Тот не расчистил снеговой завал,
Тот заразил продукты скарлатиной,
Тот в праздничные дни не ликовал,
Тот из музея выбежал с картиной,
Тот в скорбный день публично не рыдал,
Тот взятку взял, а тот не передал.
Террор у нас гибриден и бугрист,
Поэтому, похоже, будет долог.
Сидит в столице блогер (террорист?),
Сидит в Новосибирске кардиолог,
Хоть ни при чем ни духом и ни сном, —
Но все равны в потоке новостном.
В Америке сидит, допустим, Бут,
И местные не больно возражают,
И часто наших хакеров берут,
И Манафорта третий год сажают, —
Америка юристами полна,
Но этим не исчерпана она.
Там есть и Трамп, и Маск, который крут,
И споры там размахом поражают, —
У нас же лишь пугают и берут,
У нас лишь возбуждают и сажают,
И весь прогресс — глубокая тоска:
Был властью МЧС, а стал — СК.
Что ни открой, куда ни посмотри —
Унылая пальба из всех оружий:
Суды и обвинения внутри,
Угрозы и захватчики снаружи,
Продажны воин, суд и эрудит,
И вздрагивает всяк, кто не сидит.
Трещит с утра очередное дно —
Ни вывода, ни выхода, ни смысла,
И если что еще возбуждено —
То лишь дела.
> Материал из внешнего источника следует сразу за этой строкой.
PR #3158, opened 2024-12-12
feat(fleet): add node config overrides

TBonnin:
Some customers are assigned a bigger runner instance. 

We discussed several options on Slack and I went for the pg table option

This commit adds a node_config_overrides table that allow overriding the default node config if an entry exists in this table for a given routingId.
For now there is no tooling to add/update/remove entries in this table. At first we'll update it by hand.
This mechanism can also be used to rollout a single runner for testing before rolling out all the runners, something I currently do by updating the image tag and redeploying my test runner before hitting the deploy runner button. From now it would mean adding an entry in the table.

# How to test
1. Run Nango locally with `flag:fleet:global` enabled in Redis
2. Add and/or update an entry in the `nango_runners.node_config_overrides` table
3. check that current runner is rolled out and created with correct override


packages/fleet/lib/fleet.ts
```diff
@@ -53,7 +57,17 @@ export class Fleet {
...
     public async rollout(commitId: CommitHash): Promise<Result<Deployment>> {
-        return deployments.create(this.dbClient.db, commitId);
+        return this.dbClient.db.transaction(async (trx) => {
+            const deployment = await deployments.create(trx, commitId);
+            if (deployment.isErr()) {
+                throw deployment.error;
+            }
+
+            // rolling out cancels all nodeConfigOverrides images
+            await nodeConfigOverrides.setForAll(trx, { image: this.nodeProvider.defaultNodeConfig.image });
```
TBonnin: I think it is better not to have long running image override. We can use it to test on a single runner before rolling out all runners but the override would be short leaved and be removed next time the runners are rolled out.

packages/fleet/lib/models/deployments.ts
```diff
@@ -6,7 +6,7 @@ import { FleetError } from '../utils/errors.js';
 
 export const DEPLOYMENTS_TABLE = 'deployments';
 
-export interface DBDeployment {
+interface DBDeployment {
```
TBonnin, line 9: unrelated. some types/functions don't need to be visible outside of their file

packages/fleet/lib/db/migrations/20241222195951_create_node_config_overrides.ts
```diff
@@ -0,0 +1,19 @@
+import type { Knex } from 'knex';
+import { NODE_CONFIG_OVERRIDES_TABLE } from '../../models/node_config_overrides.js';
+
+export async function up(knex: Knex): Promise<void> {
+    await knex.raw(`
+            CREATE TABLE ${NODE_CONFIG_OVERRIDES_TABLE} (
+                id SERIAL PRIMARY KEY,
```
bodinsamuel: Note: serial is not "recommended" anymore

packages/fleet/lib/db/migrations/20241222195951_create_node_config_overrides.ts
```diff
@@ -0,0 +1,19 @@
...
+                routing_id varchar(255) NOT NULL UNIQUE,
+                image varchar(255) NOT NULL,
+                cpu_milli int NOT NULL,
+                memory_mb int NOT NULL,
+                storage_mb int NOT NULL,
```
bodinsamuel, line 12: maybe when switching to another cloud provider we won't be able to fill storage, but I guess we can put a default value 0

packages/fleet/lib/models/node_config_overrides.ts
```diff
@@ -0,0 +1,153 @@
+import type knex from 'knex';
+import type { Result } from '@nangohq/utils';
+import { Ok, Err } from '@nangohq/utils';
+import { FleetError } from '../utils/errors.js';
+import type { NodeConfigOverride } from '../types.js';
+import type { RoutingId } from '@nangohq/types';
+
+export const NODE_CONFIG_OVERRIDES_TABLE = 'node_config_overrides';
+
+export interface DBNodeConfigOverride {
```
bodinsamuel: Following your own comment :D
```suggestion
interface DBNodeConfigOverride {
```

packages/fleet/lib/models/node_config_overrides.ts
```diff
@@ -0,0 +1,153 @@
...
+        for (const nodeConfigOverride of nodeConfigOverrides) {
+            nodeConfigOverridesMap.set(nodeConfigOverride.routing_id, DBNodeConfigOverride.from(nodeConfigOverride));
+        }
+        return Ok(nodeConfigOverridesMap);
+    } catch (e) {
+        return Err(new FleetError('node_config_override_search_failed', { cause: e, context: { params } }));
+    }
+}
+
+export async function setForAll(
```
bodinsamuel: imo Seems like a footgun to be able to update more than just the image

bodinsamuel (approved):

packages/fleet/lib/db/migrations/20241222195951_create_node_config_overrides.ts
TBonnin: what's recommended nowadays then?

packages/fleet/lib/models/node_config_overrides.ts
TBonnin: I think it could be handy but I see your point. I will change

packages/fleet/lib/db/migrations/20241222195951_create_node_config_overrides.ts
TBonnin: storage might end up being a useless column but I am gonna keep it for now. We can reassess after moving to another cloud provider

packages/fleet/lib/db/migrations/20241222195951_create_node_config_overrides.ts
TBonnin: got it. `GENERATED AS IDENTITY`

PR #3159, opened 2024-12-12
fix(endUser): make email optional

bodinsamuel:
## Changes

All according to plan 🫣

Fixes https://linear.app/nango/issue/NAN-2371/end-user-change-email-to-be-optional

- Make email optional 
Some customers do not have email in their system and even if they could put garbage it's confusing enough.


packages/webapp/src/pages/Connection/List.tsx
```diff
@@ -58,18 +59,11 @@ const columns: ColumnDef<ApiConnectionSimple>[] = [
                 <div className="flex gap-3 items-center">
                     <AvatarOrganization
                         email={data.endUser?.email ? data.endUser.email : null}
-                        displayName={data.endUser ? data.endUser.displayName || data.endUser.email : data.connection_id}
+                        displayName={data.endUser?.displayName || data.endUser?.email || data.connection_id}
```
nalanj: Would it make sense to factor out a `connectionDisplayName` function and replace a few cases of basically the same conditions?

packages/server/lib/controllers/connect/postSessions.integration.test.ts
```diff
@@ -62,10 +62,7 @@ describe(`POST ${endpoint}`, () => {
         expect(res.json).toStrictEqual({
```
nalanj, line 62: Should test name be changed up at [line 51](https://github.com/NangoHQ/nango/pull/3159/files#diff-58987026fb92134e7b129490ae17232672346cd946c11896a962e5bbd0b73d81R51)

nalanj (approved):
Just left a couple of small comments. Looks good!

packages/server/lib/controllers/connect/postSessions.integration.test.ts
bodinsamuel: good catch

PR #3160, opened 2024-12-12
fix(harvest): default harvest app details

khaliqgant:
Harvest requires an app details header to be sent. This can be set programmatically but should not be set by the end user or even be exposed to the end user. This PR replaces https://github.com/NangoHQ/nango/pull/3148

### DIFF
--- a/packages/shared/providers.yaml
+++ b/packages/shared/providers.yaml
@@ -3374,7 +3374,7 @@ harvest:
             type: string
             title: App Details
             description: The details of your app
-            hidden: true
+            automated: true
 
 health-gorilla:
     display_name: Health Gorilla
--- a/packages/shared/providers.yaml
+++ b/packages/shared/providers.yaml
@@ -3364,7 +3364,7 @@ harvest:
         grant_type: refresh_token
     proxy:
         headers:
-            user-agent: ${connectionConfig.appDetails}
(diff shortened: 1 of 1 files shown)


bodinsamuel (approved):

bodinsamuel:
Note the logic to parse `||` is still in #3148

khaliqgant:
> Note the logic to parse `||` is still in #3148

That logic was added in with https://github.com/NangoHQ/nango/pull/1873

bodinsamuel:
For base url not user agent otherwise I don't think @hassan254-prog would have bothered to add a new logic and tests

hassan254-prog:
Yes the one in https://github.com/NangoHQ/nango/pull/1873 was for the `base_url` for headers it is still in https://github.com/NangoHQ/nango/pull/3148 , cleaned the pr up to now accommodate current PR changes.

khaliqgant:
> For base url not user agent otherwise I don't think @hassan254-prog would have bothered to add a new logic and tests

Hmm, yeah, 

> Yes the one in #1873 was for the `base_url` for headers it is still in #3148 , cleaned the pr up to now accommodate current PR changes.

Ok great, thanks for the quick reaction Kelvin and for pointing out Samuel. Will close this PR in favor of the edited #3148

PR #3161, opened 2024-12-12
chore: call /rollout endpoint in deploy github action

TBonnin:
Calling the /rollout endpoint when deploying runner via github action.
I've tested in staging: https://github.com/NangoHQ/nango/actions/runs/12300905315

### DIFF
--- a/scripts/deploy/runners.bash
+++ b/scripts/deploy/runners.bash
@@ -29,7 +29,7 @@ while true; do
       continue
     fi
     name=$(echo "$item" | jq -r '.service.name' 2>/dev/null)
-    if [[ "$name" != "$ENVIRONMENT-runner-"* ]]; then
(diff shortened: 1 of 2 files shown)


nalanj (approved):
:shipit:

scripts/deploy/runners.bash
```diff
@@ -29,7 +29,7 @@ while true; do
       continue
     fi
     name=$(echo "$item" | jq -r '.service.name' 2>/dev/null)
-    if [[ "$name" != "$ENVIRONMENT-runner-"* ]]; then
+    if [[ ! "$name" =~ ^$ENVIRONMENT-runner-account-(default|[0-9]+)$ ]]; then
```
TBonnin, line 32: old runners are following this format `production-runner-account-123`, new runners are going to be `production-runner-account-123-N`. We don't want the script to deploy new runners

PR #3162, opened 2024-12-12
fix(docs): Fix undefined in endpoint description

nalanj:
Noticed that endpoints sometimes had no description, and it was being rendered as `undefined`.

## How I tested

- Run `npm run docs` and look at the docs.


bodinsamuel (approved):
Description should probably be required in the integrations templates repo

PR #3163, opened 2024-12-12
chore(fleet): add tracing around supervisor plan/execute

TBonnin:
also adding a try/catch around getRunner logic

Ex: https://us3.datadoghq.com/apm/traces?query=env%3Astaging%20service%3Anango-jobs%20resource_name%3Afleet.supervisor.operation.%2A&agg_m=count&agg_m_source=base&agg_t=count&cols=service%2Cresource_name%2C%40duration%2C%40http.method%2C%40http.status_code&fromUser=false&graphType=waterfall&historicalData=true&panel_tab=flamegraph&query_translation_version=v0&shouldShowLegend=true&sort=time&spanID=2784596772656159614&spanType=all&spanViewType=metadata&storage=hot&timeHint=1734038729494&trace=AwAAAZO8wzMW-LOLIwAAABhBWk84dzBweUFBRGl2WlZhLTB0dUhGeGcAAAAkMDE5M2JjYzMtYTMxMC00NWU1LWFjOTQtM2NkMWY3OGYyNTU3AAAidQ&traceID=675b54c900000000605c5601b90448c3&traceQuery=&view=spans&viz=stream&start=1734038206501&end=1734039106501&paused=false

# How to test
The easiest way is to deploy to staging and check the traces in DD

### DIFF
--- a/packages/fleet/lib/supervisor.ts
+++ b/packages/fleet/lib/supervisor.ts
@@ -116,8 +116,7 @@ export class Supervisor {
     }
 
     public async tick(): Promise<Result<void>> {
-        const span = tracer.startSpan('fleet.supervisor.tick');
-        return tracer.scope().activate(span, async () => {
+        return tracer.trace('fleet.supervisor.tick', async (span) => {
             try {
                 this.tickCancelled = false;
 
@@ -131,8 +130,6 @@ export class Supervisor {
             } catch (err) {
                 span.setTag('error', err);
                 return Err(new FleetError('supervisor_tick_failed', { cause: err }));
-            } finally {
-                span.finish();
             }
         });
     }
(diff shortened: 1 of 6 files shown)


packages/fleet/lib/supervisor.ts
```diff
@@ -125,184 +165,208 @@ export class Supervisor {
...
+                        operationSpan.setTag('error', result.error);
+                        logger.error('Failed to execute operation:', result.error, result.error.cause);
+                    }
+                } finally {
+                    operationSpan.finish();
+                }
             }
+        } finally {
+            span.finish();
         }
```
bodinsamuel: Why not just use a span as callbacks? 

If I remember well (but maybe not) it's not mandatory to call finish() ourself. The try/finally would be unnecessary, would result in the same indentation, and would put the span in the right parent?
Screenshot 2024-12-13 at 10 16 14

packages/fleet/lib/supervisor.ts
```diff
@@ -24,6 +25,39 @@ type Operation =
...
+            case 'FINISHING_TIMEOUT':
+            case 'TERMINATE':
+            case 'REMOVE':
+                return {
+                    operation: o.type,
+                    nodeId: o.node.id
+                };
+        }
+    }
+};
```
bodinsamuel: nit: could be placed elsewhere to limit filesize and incr readability

bodinsamuel (approved):

packages/fleet/lib/supervisor.ts
TBonnin: done in [b9bee1c](https://github.com/NangoHQ/nango/pull/3163/commits/b9bee1cf920bb7bc3df810de0beb76a39e6ab5be)

nalanj (approved):

bodinsamuel (approved):

PR #3165, opened 2024-12-12
fix(runner): set render PORT

TBonnin:
https://render.com/docs/web-services#port-binding
Render default port for new service is 10000 and at startup they detect any app running on another port and switch the primary port to it. However the switch triggers a restart to reconfigure the network which is problematic for us since the runner has already registered as RUNNING and is being potentially sent task
This commit set the PORT explicitely in order to avoid the automatic detection and restart

I have tested in staging. No awkward restart when setting the PORT explicitely

### DIFF
--- a/packages/jobs/lib/runner/render.ts
+++ b/packages/jobs/lib/runner/render.ts
@@ -33,6 +33,7 @@ export const renderNodeProvider: NodeProvider = {
                     plan: getPlan(node)
                 },
                 envVars: [
+                    { key: 'PORT', value: '80' },
                     { key: 'NODE_ENV', value: envs.NODE_ENV },
                     { key: 'NANGO_CLOUD', value: String(envs.NANGO_CLOUD) },
                     { key: 'NODE_OPTIONS', value: `--max-old-space-size=${Math.floor((node.memoryMb / 4) * 3)}` },


packages/jobs/lib/runner/render.ts
```diff
@@ -33,6 +33,7 @@ export const renderNodeProvider: NodeProvider = {
                     plan: getPlan(node)
                 },
                 envVars: [
+                    { key: 'PORT', value: '80' },
```
bodinsamuel, line 36: We need to check if it's compatible with the unified docker image, I exposed 8080

bodinsamuel (approved):

packages/jobs/lib/runner/render.ts
TBonnin: that's for the runner which has its own dockerfile https://github.com/NangoHQ/nango/blob/3f1dac3c55a1fd7917065b9ef01a857c27b53a2c/packages/runner/Dockerfile#L22

bodinsamuel: yes I know but one day it won't, anyway it was just a reminder

TBonnin: I see. You mean when we move runner to use the unified image we must change this value to be 8080 👍

PR #3166, opened 2024-12-12
feat(server): Add instance identifier when logging in cloud

nalanj:
When reviewing logs in Render right now it's difficult to know what instance of server logged what. This adds a random identifier at startup that will help us filter logs to specific instances.

I thought about using hostnames but the hostnames on render are super long and not that helpful, and I'm not 100% sure they're guaranteed to be unique on their infra.

### DIFF
--- a/packages/utils/lib/logger.ts
+++ b/packages/utils/lib/logger.ts
@@ -3,6 +3,7 @@ import winston from 'winston';
 import type { Logform, Logger } from 'winston';
 import colors from '@colors/colors';
 import { isCloud, isEnterprise, isTest } from './environment/detection.js';
+import { nanoid } from 'nanoid';
 
 const SPLAT = Symbol.for('splat');
 const level = process.env['LOG_LEVEL'] ? process.env['LOG_LEVEL'] : isTest ? 'error' : 'info';
@@ -41,10 +42,12 @@ if (!isCloud && !isEnterprise) {
         })
     ];
 } else {
+    const instanceId = isCloud ? nanoid(10) : '';
+
     formatters = [
         winston.format.printf((info) => {
             const splat = info[SPLAT] && info[SPLAT].length > 0 ? JSON.stringify(info[SPLAT]) : '';
-            return `[${info.level.toUpperCase()}]${info['service'] ? ` [${info['service']}] ` : ''}${info.message} ${splat}`;
+            return `[${info.level.toUpperCase()}] ${instanceId}${info['service'] ? ` [${info['service']}] ` : ''}${info.message} ${splat}`;
         })
     ];
 }
--- a/packages/utils/lib/logger.ts
+++ b/packages/utils/lib/logger.ts
@@ -42,12 +42,12 @@ if (!isCloud && !isEnterprise) {
         })
     ];
 } else {
-    const instanceId = isCloud ? nanoid(10) : '';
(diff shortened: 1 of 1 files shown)


TBonnin (approved):
good idea. How does it look like in the logs?

packages/utils/lib/logger.ts
```diff
@@ -41,10 +42,12 @@ if (!isCloud && !isEnterprise) {
         })
     ];
 } else {
+    const instanceId = isCloud ? nanoid(10) : '';
```
TBonnin: we can go smaller I think. 4? 6?

packages/utils/lib/logger.ts
```diff
@@ -41,10 +42,12 @@ if (!isCloud && !isEnterprise) {
...
+
     formatters = [
         winston.format.printf((info) => {
             const splat = info[SPLAT] && info[SPLAT].length > 0 ? JSON.stringify(info[SPLAT]) : '';
-            return `[${info.level.toUpperCase()}]${info['service'] ? ` [${info['service']}] ` : ''}${info.message} ${splat}`;
+            return `[${info.level.toUpperCase()}] ${instanceId}${info['service'] ? ` [${info['service']}] ` : ''}${info.message} ${splat}`;
```
TBonnin: does this add an extra space when not in cloud but no space after when cloud?

nalanj: Oh good catch, I'll fix that.

nalanj:
@TBonnin here's how it looks running on my computer with `NANGO_CLOUD` set:

image

packages/utils/lib/logger.ts
nalanj: Fixed in aac9eb623

packages/utils/lib/logger.ts
nalanj: Set to 6 in aac9eb623

packages/utils/lib/logger.ts
```diff
@@ -41,10 +42,12 @@ if (!isCloud && !isEnterprise) {
         })
     ];
 } else {
+    const instanceId = isCloud ? ` ${nanoid(6)}` : '';
+
     formatters = [
         winston.format.printf((info) => {
             const splat = info[SPLAT] && info[SPLAT].length > 0 ? JSON.stringify(info[SPLAT]) : '';
-            return `[${info.level.toUpperCase()}]${info['service'] ? ` [${info['service']}] ` : ''}${info.message} ${splat}`;
+            return `[${info.level.toUpperCase()}]${instanceId}${info['service'] ? ` [${info['service']}] ` : ''}${info.message} ${splat}`;
```
bodinsamuel, line 50: You have access to `RENDER_INSTANCE_ID` that does exactly what you want 
https://render.com/docs/environment-variables#all-runtimes

bodinsamuel (approved):

packages/utils/lib/logger.ts
nalanj: It's just the hostname, which is `srv-cfifsvha6gdq1k7u46a0-99959bc5b-6mcdc` on one of our current instances. Not sure if we want to dump something like that into every log message we have vs. a 6 character identifier.

bodinsamuel (approved):

PR #3167, opened 2024-12-12
chore: keep only 10 days of deleted/terminated schedules/tasks

TBonnin:
We only keep those for debugging purpose. We haven't needed 30 days of history so far


bodinsamuel (approved):

bodinsamuel (commented):
NB: you could make that an env var

nalanj (approved):

TBonnin:
> NB: you could make that an env var

Noted. 
The effect of changing the value being quite slow to materialize it is less useful to be able to quickly change this value though

PR #3169, opened 2024-12-13
feat(api): GET /connection returns end_user

bodinsamuel:
## Changes

Fixes https://linear.app/nango/issue/NAN-2372/list-connections-returns-user-and-org-info

- `GET /connection` (sic) now returns end_user
Customers wants to get this information back, I'll add way to filter in an other PR to keep this one short


nalanj (approved):
🚢 🇮🇹

PR #3871, opened 2025-04-09
fix(integration-deploy): fix install of a public integration to install the latest version

hassan254-prog:
- Fix install of a public integration(sync or action) to install the latest version from the available public flows.


packages/shared/lib/services/sync/config/deploy.service.ts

Все прочее повисло.
В газете содержанье всех полос —
Донос и обыск, обыск и допрос.
Я все приметы узнаю в упор,
Все сходства различаю в полумраке:
Да, здесь уже бывал большой террор,
Но это был террор, а не терьяки,
Ледовый панцирь, а не леденец,
И он имел начало и конец.
Тогда-то целью был, положим, страх,
Имелся строй, идея и противник, —
Но нынче позабыты в сих местах
Все практики, помимо репрессивных,
И всех хотят замкнуть или заткнуть —
Затем, что надо делать что-нибудь,
А не умеют больше ничего —
Любой отдельно, и Отчизна в целом:
Ни сложной мыслью натрудить чело,
Ни руки загрузить полезным делом.
Гибридный век, гибридная зима,
Гибридное схождение с ума.
Историю для наших ребятят
Изложим нелукавыми устами:
Одни сажают, прочие сидят,
Потом они меняются местами
И дружно валят все на времена
А списывает все опять война.
И главное — однажды все умрут,
Проснутся там, куда нас отгружают, —
А там опять, о Боже, всех берут,
Мы это заслужили, всех сажают, —
Со всех сторон рыданье аонид,
И Петр с электрошокером стоит.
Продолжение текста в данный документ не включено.